[Stored data entries]
- Opening Delimiter -

PR #8044, opened 2023-02-06
[3.5] fix: remove the mandatory sequence of data binding for labelText and requiredText properties

rjarman:
## Pull Request description

Fix: remove the mandatory sequence of data binding for `labelText` and `requiredText` properties

Example:
This sample code will not work because `requiredText` and `labelText` property are used after `entityType` property. So this pull request will remove this mandatory sequence.
```html
<tb-entity-autocomplete
    fxFlex
    [required]="required"
    (entityChanged)="entityLoaded($event)"
    [entityType]="EntityType.DEVICE "
    [requiredText]="requiredText"
    [labelText]="labelText"
    formControlName="entityId">
</tb-entity-autocomplete>
```

### DIFF
--- a/ui-ngx/src/app/shared/components/entity/entity-autocomplete.component.ts
+++ b/ui-ngx/src/app/shared/components/entity/entity-autocomplete.component.ts
@@ -92,10 +92,18 @@ export class EntityAutocompleteComponent implements ControlValueAccessor, OnInit
   excludeEntityIds: Array<string>;
 
   @Input()
-  labelText: string;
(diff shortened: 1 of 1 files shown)


kalutkaz:
Hello @rjarman you can see the fix for this issue here: https://github.com/thingsboard/thingsboard/pull/8264.

rjarman:
> Thanks for reporting the problem, but the fix is incomplete because the previous version of the code stops working

It should not because it has some basic changes but it's okay @kalutkaz resolved it anyways😅

PR #8061, opened 2023-02-08
Hidden password history

dashevchenko:
## Pull Request description

Added logic that remove password history from User response.

## General checklist

## Back-End feature checklist


application/src/main/java/org/thingsboard/server/controller/UserController.java
```diff
@@ -434,4 +451,12 @@ public void deleteUserSettings(@ApiParam(value = PATHS)
         SecurityUser currentUser = getCurrentUser();
         userSettingsService.deleteUserSettings(currentUser.getTenantId(), currentUser.getId(), Arrays.asList(paths.split(",")));
     }
+    private void hidePasswordHistory(PageData<User> userPageData) {
+        userPageData.getData().forEach(user -> {
+            if (user.getAdditionalInfo().isObject()) {
```
ashvayka, line 456: use the method: `hidePasswordHistory(User)` here to avoid code duplication

ashvayka:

- Closing Delimiter -

ACTIVITY
Look through the data and gather every line with the string "properties" in it.

SOLUTION FOR THIS TASK
[3.5] fix: remove the mandatory sequence of data binding for labelText and requiredText properties
Fix: remove the mandatory sequence of data binding for `labelText` and `requiredText` properties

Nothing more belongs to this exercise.